Читать книгу Распеленать память - И. Н. Зорина - Страница 6
Глава первая
Откуда родом
Латгальская семья
ОглавлениеЕще в детстве, но более осознанно, конечно, в юности стала я замечать, что между отцом и мамой идет тихая война по поводу маминой родни в Латвии. Мама моя, Саломея, была последышем в многодетной латгальской семье, где, кроме нее, росли три сестры – Антонина, Александра и Амалия, и два брата – Янис и Александр. Время от времени мама говорила, что очень хочет найти своих сестер, которые, конечно, живут в Латвии, хотя она о них ничего не знала почти тридцать лет. Отец строго возражал: пустое это дело, никого ты не найдешь. И как мне помнится, звучал запретительный тон.
Я тогда не догадывалась, что у отца были неприятности в 1930-е годы из-за того, что он женился на латышке, у которой «родственники были за границей». Латвия в 1918 году получила независимость. У нас ее называли «буржуазной», то есть заведомо враждебной. А когда Ульманис совершил в 1934 году переворот и установил диктатуру, распустив парламент, его стали называть «фашистом», а вместе с ним «фашистской» стала для нас и Латвия.
В Москве традиционно жило немало латышей, сложилась большая латышская община. В начале 1920-х годов многие вернулись на родину, но те, что обзавелись семьями и русскими мужьями и женами, остались. В Москве в 1919 году был создан латышский театр «Скатуве». Его судьба оказалась трагической. Актеры и даже рабочие сцены были расстреляны на полигоне в Бутово в 1938 году.
Мама была далека и от этого театра, и от латышской общины. Но отец, следивший за политическими событиями в стране, не мог не заметить начавшихся в конце 1937 года антилатышских акций. Так что опасения коммуниста Зорина, как и его друга Владимира Напитухина, женатых на латышках, имели в те годы основания. Но и после войны, когда произошло «присоединение» Латвии к СССР и она стала советской социалистической республикой и, казалось бы, можно было навести справки о родственниках мамы, отец этого не одобрял.

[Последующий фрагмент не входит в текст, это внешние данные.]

PR #275, opened 2025-03-07
Add flexible string parsing for rule interpolation

jcorrv:
Previously, when using string interpolation to construct a rule like:

let component = "api_gateway".to_string();
rule(format!("right({}, $s) <- service($s)", component));

The parser would fail because it expected the string value to be explicitly quoted. This required cumbersome workarounds like manually adding quotes around interpolated values.

To maintain compatibility with other literals, the flexible parser excludes
 - booleans (true and false)
 - numeric literals (strings consisting only of digits and possibly a minus sign)
 - null
 - variables (strings starting with $)

 Testing:
 Adds two new tests in parser.rs and an example in testcases.rs

### DIFF
--- a/biscuit-auth/examples/testcases.rs
+++ b/biscuit-auth/examples/testcases.rs
@@ -143,6 +143,8 @@ fn run(target: String, root_key: Option<String>, test: bool, json: bool) {
 
     add_test_result(&mut results, third_party(&target, &root, test));
 
+    add_test_result(&mut results, third_party_macro(&target, &root, test));
+
     add_test_result(&mut results, check_all(&target, &root, test));
 
     add_test_result(&mut results, public_keys_interning(&target, &root, test));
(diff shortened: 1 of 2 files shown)


divarvel:
Hi, thanks for your contribution!

We _strongly_ advise against using regular string interpolation for building datalog (same reason as why string interpolation is advised against for SQL queries).

Thankfully, the library provides a way to properly interpolate values inside datalog fragments. There are two ways, depending if the datalog fragment is static, or dynamic.

If the datalog fragment is static, you can use the `rule!()` macro:

```rust
rule!(right({component}, $s) <- service($s));
```

see <https://docs.rs/biscuit-auth/latest/biscuit_auth/macros/macro.rule.html> for more details about the `rule!()` macro (other macros are available)

If the datalog fragment is dynamic, you have to handle interpolation yourself:

```rust
let r = rule("right({component}, $s) <- service($s)").unwrap().set("component", component).unwrap();
```

If possible, you should always strive for macros for two reasons:

- datalog validity is checked at compile-time
- parsing is done at compile time and the string is replaced by builder calls, so performance is better.

In any case, building datalog through string interpolation should be avoided and macros should be preferred, or at least manual parameter interpolation in other cases.

I will close the PR because we don’t want to support string interpolation, especially if that means weakening the parser.

Let me know if you need further help.

jcorrv:
Ah, that makes sense! Thanks for the detailed response @divarvel, I really appreciate it.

Однако, понимая тягу жены к родным местам, он не раз посылал нас с мамой отдыхать в Юрмалу. Помнится, в Булдури был высокого ранга санаторий, где отдыхали русские из семей номенклатурных работников. Ездили мы с мамой и в Ригу и обычно останавливались там у старого папиного друга Ивана Баскакова, которого после войны послали в латышскую столицу для «укрепления кадров» Рижского морского пароходства. Ему предоставили очень хорошую трехкомнатную квартиру на улице Суворова, что была рядом с вокзалом. Почему-то мне тогда и в голову не приходило спросить, как это случилось, что папины друзья – дядя Ваня и его жена – въехали в полностью обставленную квартиру. Ведь кто-то там до них жил, кто-то покупал всю эту мебель и обставлял квартиру. Это воспринималось как должное. О массовых высылках латышей в 1941 году и в 1949 году я узнала гораздо позже. Дома об этом у нас никогда не говорили, я не уверена, что мама вообще что-нибудь знала. Читала она мало, от политики была далека.
Рига и Юрмала с ее маленькими и уютными курортными поселками – Булдури, Майори – мне очень нравились. Здесь все чудесным образом отличалось от привычной московской жизни. Ароматные кафе и великолепные пирожные (у нас такие можно было купить только в одном магазине в Столешниковом переулке, отстояв очередь). Чистые пляжи, относительно недорогие ресторанчики рядом с морем, вежливые официанты и продавщицы. Но самое удивительное – прекрасные музыкальные вечера в Дзинтари. Приезжали хорошие симфонические оркестры, солисты Московской консерватории, выступали замечательные рижские музыканты.
Не скрою, мне всегда хотелось сказать, что я тоже латышка. Но возникал вопрос, почему не говорю по-латышски. Тогда я еще не придумала отвечать: «Латышка, но московского разлива». Мама не говорила ни по-латышски, ни по-латгальски и не сожалела об этом. Она была настоящим продуктом ленинградской советской школы. Выросла в революционные 1920-е, когда «буржуй» было ругательным словом. Мама и потом всегда, когда хотела обругать кого-нибудь, говорила, как в детстве: «У, буржуй проклятый». Так что «буржуйская» Латвия ее тогда мало интересовала. Но с возрастом и естественно усиливавшимся одиночеством она стала тосковать по родным сестрам, хотела найти их. Но не могла и предположить, какими разными окажутся они по воспитанию и взглядам.
В результате агрессивно атеистического воспитания, царившего в советской школе, маленькая Саля, наперекор своей истово верующей католичке-маме, стала не просто атеисткой, но – что меня удивляло в более зрелые мои годы – ярой противницей Католической церкви и ксендзов, этих «предателей и доносчиков». Правда, иногда она с некоторым боязливым уважением говорила мне, что брат мужа ее старшей сестры Тони был епископом Католической церкви Латвии. Но отцу, коммунисту, такие родственники действительно могли в 1930-е годы, да и позже, сильно испортить жизнь.